Task objective:
Within the data that follows, how many lines contain the word "comment"? Reply with only the number.

Source material:

PR #4197, opened 2022-02-08
Move logic to show the sidebar UI to `_setupSidebarEvents` method

esanzgar:
[Based on this comment](https://github.com/hypothesis/client/pull/3903/files#r751261292) I have moved the logic to show the sidebar UI with other sidebar RPC event
listeners.

### DIFF
--- a/src/annotator/sidebar.js
+++ b/src/annotator/sidebar.js
@@ -93,7 +93,7 @@ export class Sidebar {
      */
     this.iframe = createSidebarIframe(config);
 
-    this.options = config;
+    this._config = config;
 
     /** @type {BucketBar|null} */
     this.bucketBar = null;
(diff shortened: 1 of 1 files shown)


src/annotator/sidebar.js
```diff
@@ -315,6 +293,27 @@ export class Sidebar {
...
 
+    this._sidebarRPC.on('connect', () => {
+      // Show the UI
+      if (this.iframeContainer) {
+        this.iframeContainer.style.display = '';
+      }
+
+      // Set initial highlight visibility. We do this only once the sidebar app
+      // is ready because `setHighlightsVisible` needs to reflect this state to
+      // the sidebar app.
```
robertknight, line 304: Given that we can now queue messages to be sent to the sidebar app before it has actually loaded, I wonder if this comment is still valid.

robertknight (approved):
The code change looks fine. Please give your branches specific-enough names that I can tell what they might relate to when looking at a list of branch names though.

src/annotator/sidebar.js
esanzgar: I agree it is not relevant anymore. I personally think that the state for toggling the highlights visibility should be the host frame. Currently, there is an indirection that I don't think it is necessary: host -> sidebar -> guests. It could be simplified as host -> guests.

Worked solution:
2